I am currently running Redhat 9 with gcc version 3.2.2. I am able to 
see the use of xmm registers in the listing, but never in packed mode. 
I tried

float slope_lut_h, slope_lut_v, temp __attribute__ ((vector_size (16)));
temp = slope_lut_h + slope_lut_v;

only to get an illegal operands error message. Also, how does one 
assign a value (the same value 4 times) to such a float vector?

I also tried

__builtin_prefetch (&delta_ptr[i+16], 1, 1);

with the result Illegal instruction (core dumped). This is a P4, and 
may not support the cache prefetch. Does gcc have a function to return 
the processor capability mask?

I have used

typedef int v4sf __attribute__ ((mode(V4SF)));
v4sf matrix[256][256] __attribute__ ((aligned (16)));

as an example of my array declarations.

Does the 3.2.2 compiler support the sse packed float instructions? Is 
there a site with some example code I could examine.

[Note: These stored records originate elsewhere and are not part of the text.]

Issue #112, opened 2016-08-12
build failure on OCaml 4.04


gasche:
opam-builder reports that `bisect_ppx` needs to be updated to work on OCaml 4.04: http://opam.ocamlpro.com/builder/html/bisect_ppx/bisect_ppx.1.1.0/7b6c8c5404fcbd94d5f63514ad51d9da

```
+ ocamlfind ocamlopt -c -package ppx_tools -w A-4 -warn-error A-3 -I src/syntax -I doc -I src -I src/report -I src/ocamlbuild -I src/library -o src/syntax/instrumentPpx.cmx src/syntax/instrumentPpx.ml
File "src/syntax/instrumentPpx.ml", line 152, characters 4-2061:
Warning 8: this pattern-matching is not exhaustive.
Here is an example of a case that is not matched:
Ppat_open (_, _)
File "src/syntax/instrumentPpx.ml", line 1:
Error: Some fatal warnings were triggered (1 occurrences)
Command exited with code 2.
```

rleonid:
@gasche Can you please provide some guidance on this new pattern `Ppat_open`. I haven't followed all of the forthcoming changes in 4.04.

rleonid:
Ah found it: https://github.com/ocaml/ocaml/pull/578.

aantron:
Fixed in #113.

PR #113, opened 2016-08-19
Extend marking to local open patterns

rleonid:
This PR is a WIP to allow bisect_ppx to work on 4.04. The testing for the new local open module feature (https://github.com/ocaml/ocaml/pull/578) isn't complete and unfortunately stalled because of [this](http://caml.inria.fr/mantis/view.php?id=7329) bug in the `-dsource` output.

Trying to fix issue #112


src/syntax/instrumentPpx.ml
```diff
@@ -208,6 +208,9 @@ let translate_pattern =
        it makes no sense to match a second time for effects such as
        exceptions. *)
     | Ppat_exception _ -> []
+    | Ppat_open (c, p') ->
+      translate mark p'
+      |> List.map (fun (marks, p'') -> marks, Pat.open_ ~loc ~attrs c p'')
```
aantron: The code change LGTM, but I would suggest that it be moved above the `Ppat_exception` case. Otherwise, it looks like the comment above applies to `Ppat_open` as well.

rleonid:
@aantron  Apologies for the delay, I was on vacation.

Updated the code per your requests and added tests. A couple of nits:
1. I'd suggest looking over the `.reference`, I did copy and paste the result and had a think about it. But this test is probably more important than the actual ppx-coverage rewriting instructions. I haven't started using these module open extensively (haven't switched to 4.04 yet), so a bit of a careful review would be helpful.
2. For some reason the new code doesn't get "covered" when looking at the result of `make coverage`... though it must be running.
3. I was a bit confused when my test code didn't compile (` assert c = M.foo`) and I couldn't figure out what was wrong. I don't know if you've had a similar experience but it felt like `oUnit` was being a bit obscure, but probably not worth doing anything.

aantron:
No problem, hope it was a nice vacation :)

Concerning 1 and 2, we currently don't call the pattern rewriter on patterns of `let` expressions (we only do it for `match`, `function`, and `try`). So, that is why the `Ppat_open` case is not being executed. The reference looks right, but it's also not testing this code as per the above.

Separately, we *should* probably consider calling the rewriter on `let`, since it allows or-patterns. I guess now we are lucky that we took the repeated-matching approach (nesting a second generated `match` expression) instead of promoting or-patterns to cases, since `let` doesn't allow cases. Might want to also look through the grammar for any other uses of production *pattern* we may have missed.

Re. 3, I tried introducing an error, and yes it's confusing. I don't remember the output being this bad before. Perhaps open an issue for making it better?

This change breaks compilation for OCaml < 4.04, so perhaps we need to rewrite the pattern matching in `translate_pattern` to use `ppx_tools` `ast_mapper_class`?

rleonid:
Now I understand. I couldn't help myself in extending the test case.

You make good points about the `let` differences.  I wouldn't worry too much about `3`, as long as the test-suite makes sense to you.

I'm not certain how to handle the `4.04` constraint, short of adding opam constraints on the latest bisect_ppx versions.`ppx_tools` isn't ready, and when I last looked at it for `bisect_ppx` it seemed like there were missing features, though I can't recall what they were at the moment.

aantron:
Would pinning `ppx_tools` work for now, for development? It looks like [this commit](https://github.com/alainfrisch/ppx_tools/commit/881a4826a4da482ceeca262950c5a8a0ca4e11d4) (and presumably its future back-port to 4.03) does what we want. IMO we should wait for `ppx_tools` to become ready, and put an `opam` constraint on that.

cc @alainfrisch

rleonid:
Thinking through the problem a bit more ... how would using `ast_mapper_class` help us with `translate_pattern` ? Specifically, wouldn't we still have to handle each pattern (`Ppat_*` ) case in our code?

I'm probably missing something.

aantron:
You're right, I misunderstood some `ppx_tools` code. We may have to add some kind of conditional compilation, or do parallel releases for >= 4.04 and < 4.04, unless `ppx_tools` adds something in `Ast_convenience` for dealing with this. `Ast_convenience` seems like the right way though, since we are probably not going to be the only ones with the problem.

rleonid:
> Ast_convenience seems like the right way though, since we are probably not going to be the only ones with the problem.

probably, but we'd have to mirror every pattern structure anyway, so why not use the `AST` directly?

>  or do parallel releases for >= 4.04 and < 4.04, 

Sure. Is there something I can add to this PR ?

aantron:
> probably, but we'd have to mirror every pattern structure anyway, so why not use the AST directly?

If we don't use the AST directly here, it is `ppx_tools` which would have to do parallel releases instead of us, which `ppx_tools` already does anyway, due to AST incompatibilities between 4.03 and 4.02. I hope I am understanding your concern, though :)

> Sure. Is there something I can add to this PR ?

I think it's probably best to open an issue on `ppx_tools` to see if it is likely to get `Ppat_open` compatibility functions implemented in `Ast_convenience`. I can also do a PR to `ppx_tools` later, in case you prefer that. Currently spending a lot of my open source attention on Lwt :/ Should probably put this PR on hold until after the `ppx_tools` discussion.

rleonid:
> put this PR on hold until after the ppx_tools discussion.

Fine with me, this is your wheelhouse.

aantron:
This will take a while to resolve on the `ppx_tools` side (https://github.com/alainfrisch/ppx_tools/pull/54#issuecomment-257241750). So, I think we should resolve the compatibility problem temporarily within Bisect_ppx, then switch to `ppx_tools`' solution once it becomes available.

I suppose you could adapt/inline the proposal in https://github.com/alainfrisch/ppx_tools/pull/54/commits/1a192b067672451572d7fcf005c30b990c048f05 and https://github.com/alainfrisch/ppx_tools/pull/55/commits/367ca8bab139008e4b836aa7de35cd98968d61df, or solve it any other way (e.g. temporarily depending on `cppo`).

I added testing on `4.04` to Travis (https://travis-ci.org/aantron/bisect_ppx/builds/172287998), so you should have that if you rebase.

rleonid:
@aantron Sorry for the delay on this one. I ended up using `cppo` to support multiple versions, and some hacking in the test suite but I think this would be a fine solution until the `ppx` libraries are ready.

tests/instrument/expr_match.ml
```diff
@@ -127,3 +127,4 @@ let f x =
 let f x =
   match x with
   | `Foo x | `Bar x -> x
+
```
aantron: Nit: is this adding a stray extra line?

tests/404_or_greater/expr_match.ml
```diff
@@ -0,0 +1,12 @@
+module M = struct
+  type t = Foo | Bar
+  type r = { i : int; t : t }
+end
+
+let f () =
+  let M.(s) = M.(Foo) in assert (s = M.Foo);
```
aantron: I believe the only fully useful tests right now would be `match` expressions, where at least one of the cases has an or-pattern, i.e. `M.(Foo | Bar)`, `M.{i = 3 | 4; _}`, etc.:

- We aren't running the pattern rewriter on `let` expressions at all (#115).
- If the rewriter generates only one case (because there are no or-patterns), we throw the case away and don't generate a nested `match` expression (https://github.com/aantron/bisect_ppx/blob/d587132aa537da793a669612d7e3f9c0d3c57fa9/src/syntax/instrumentPpx.ml#L255).

tests/test_helpers.ml
```diff
@@ -58,6 +58,24 @@ let _run_int command =
   | Unix.WEXITED v -> v
   | _ -> _command_failed command
 
+let _read_lines_from ~max_lines command =
```
aantron: I think it's possible to use [`Sys.ocaml_version`](http://caml.inria.fr/pub/docs/manual-ocaml/libref/Sys.html#VALocaml_version) for this.

tests/404_or_greater/test_404_or_greater.ml
```diff
@@ -0,0 +1,4 @@
+open Test_helpers
+
+let tests =
+  compile_compare (fun () -> with_bisect () ^ " -w +A-32-4") "404_or_greater"
```
aantron: Nit: I think we should name the directory and test set as "`test_ppat_open`" or "`test_open_in_patterns`", or something like that.

- From the `4.04` feature list, it seems like the only new thing to deal with.
- If something else gets added in `4.05` or later, it won't go into `404_or_greater`.

tests/instrument/expr_match.ml
rleonid: eagle eyes

tests/404_or_greater/expr_match.ml
rleonid: True.
I'll add 
```OCaml
  let s = M.Bar in
  match s with
  | M.(Foo | Bar) -> assert true
  | _             -> assert false
```

 Do you want me to get rid off all the other stuff? Though we don't rewrite the pattern I can make a hand-wavy argument that it is nice to have since one could still write that type of code.

rleonid:
I'll squash past last comment about which tests to keep.
Regarding patching opam, might be easiest to do in PR to opam for a new version? I'd be glad to do it, but are there other things besides tagging that we follow to release a bisect_ppx ?

aantron:
Nope, pretty much just write changelog and tag (I wrote [`RELEASE.md`](https://github.com/aantron/bisect_ppx/blob/master/doc/RELEASING.md) to remind myself :p ).

Since this release would include some slightly messy feature removals by me, would you like to split it up this way: I'll take care of the release notes/tag, and you can do the PR to OPAM, with both the new release and the updates to older `opam` files, as you propose?

On a tangent, what do you think about stopping to update the `CHANGES` file? Just put a note in there, saying to see the GitHub releaes page?

tests/404_or_greater/expr_match.ml
aantron: I'd definitely convert all the syntax variants (`M.{}`, `M.[]`, `M.[||]`) to `match`, so that we are actually testing those, and insert an or-pattern in more of them. I'd personally delay adding `let` cases until #155... but they don't really hurt, besides making the future diff for #155 slightly less clear. But nobody is going to read that diff anyway after it's in `master`, so up to you :)

rleonid:
Squashed.

> Since this release would include some slightly messy feature removals by me, would you like to split it up this way: I'll take care of the release notes/tag, and you can do the PR to OPAM, with both the new release and the updates to older opam files, as you propose?

Sure, I'll look out for the tag.

> CHANGES.

I'm not too wedded to the file. But there is something nice to having the actual log be part of the source as opposed to being a `github` object.

aantron:
Thanks.

Tag is pushed.

And reasonable – let's keep `CHANGES`, then.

Thanks in advance for any advice or pointers. I am hesitant to join 
the gcc list, because I know little about writing compilers. I do like 
to push the envelope in applications code, hopefully without using 
assembler codes.

Thanks again,
don

--
-------------------------------------------------------------------
|    Don Fisher				  dfisher@xxxxxxxxxxxxxx  |
|    Steward Observatory		  			  |
|    933 N. Cherry Ave.    		  VOICE: (520)621-7647	  |
|    University of Arizona		  FAX:   (520)621-9843    |
|    Tucson, AZ  85721                				  |
-------------------------------------------------------------------